Scientists have discovered evidence that galactic magnetic fields form early on in a galaxy’s life and then stay relatively stable, based on observations of another galaxy around 5 billion light-years away from our part of the cosmos.
The magnetic field around this galaxy is similar in strength and configuration to our own Milky Way, and that means astronomers could learn a lot from it about how magnetism in the Universe works.
Before now, no one has measured a galactic magnetic field so far away, or at such an early stage of life – the distant galaxy is 5 billion years younger than our own, and yet it has a comparable magnetic field.
“This means that magnetism is generated very early in a galaxy’s life by natural processes, and thus that almost every heavenly body is magnetic,” says one of the team, Bryan Gaensler from the University of Toronto in Canada. “The implication is that we need to understand magnetism to understand the Universe.”
Magnetic fields around galaxies are much weaker than those around planets – the Milky Way’s field is about a million times weaker than Earth’s, for instance – and one hypothesis is that galactic magnetic fields get stronger over time.

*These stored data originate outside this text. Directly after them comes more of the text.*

PR #1505, opened 2025-11-04
table: fix row border missing on first frame

Moulberry:
Currently, the bounds are zero on the first frame.
Therefore, the extra_rows_count will always be zero on the first frame.
This causes rendering issues for row border & row stripes.

Unfortunately, I don't know how to get the correct height on the first frame to fix the row stripes.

Not so, according to the measurements of galaxy CLASS B1152+199, carried out by the Karl G. Jansky Very Large Array observatory in New Mexico.
Getting a fix on readings like this is very difficult because magnetic fields can’t be detected at such mind-blowing distances. Instead, the researchers measured the field by the effect it had on the light of a quasar behind it.

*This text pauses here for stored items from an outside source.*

PR #1506, opened 2025-11-04
input, select, date_picker: Refactor `cleanable` to have argument and default to false.

Moulberry:
https://github.com/longbridge/gpui-component/pull/1502#issuecomment-3485354324

## Break Change

- The `DatePicker` and `Select` has changed `cleanable` default from `true` to `false`.
- Updated `Input`, `DatePicker` and `Select` the `cleanable` to have a argument.

```diff
- pub fn cleanable(mut self)
+ pub fn cleanable(mut self, cleanable: bool)
```

### DIFF
--- a/crates/story/src/main.rs
+++ b/crates/story/src/main.rs
@@ -220,7 +220,8 @@ impl Render for Gallery {
                                             .mx_1()
                                             .child(
                                                 Input::new(&self.search_input)
-                                                    .appearance(false),
+                                                    .appearance(false)
+                                                    .cleanable(true),
                                             ),
                                     ),
                             )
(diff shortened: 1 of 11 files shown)


crates/story/src/main.rs
```diff
@@ -220,8 +220,7 @@ impl Render for Gallery {
                                             .mx_1()
                                             .child(
                                                 Input::new(&self.search_input)
-                                                    .appearance(false)
-                                                    .cleanable(),
+                                                    .appearance(false),
```
huacnlee: Here should be `cleanable(true)`

huacnlee: Oh, it correct

huacnlee:
@Moulberry After some consideration, I realized that having all input fields set to cleanable by default isn't ideal, as it's not always necessary. Therefore, I've decided to revert it to the default value of false.

Moulberry:
Okay, I understand.

Moulberry:
Oh I didn't realize that you modified this pull request to make it false by default. My Bad

huacnlee:
I will continue to consider more of this change tonight, then later to merge.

That’s known as the Faraday effect, the way that the magnetic field polarises the light coming through it, and it was crucial in this study.
If the quasar and CLASS B1152+199 hadn’t lined up so neatly, we wouldn’t have been able to measure its magnetic field, and discover it was so similar to the Milky Way’s.
“This finding is exciting,” says lead researcher Sui Ann Mao, from the Max Planck Institute for Radio Astronomy in Germany. “It is now the record holder of the most distant galaxy for which we have this magnetic field information.”
There’s still a lot we don’t know about how magnetism works on a cosmic scale, and so it’s tricky to say right away exactly how this research could be used in the future.
What we are sure about is that magnetic fields are very important in the way our Universe is put together, and now we’ve got some invaluable new evidence for studying them.
“Nobody knows where cosmic magnetism comes from or how it was generated,” says Gaensler. “But now, we have obtained a major clue needed for solving this mystery, by extracting the fossil record of magnetism in a galaxy billions of years before the present day.”
The research has been published in Nature Astronomy.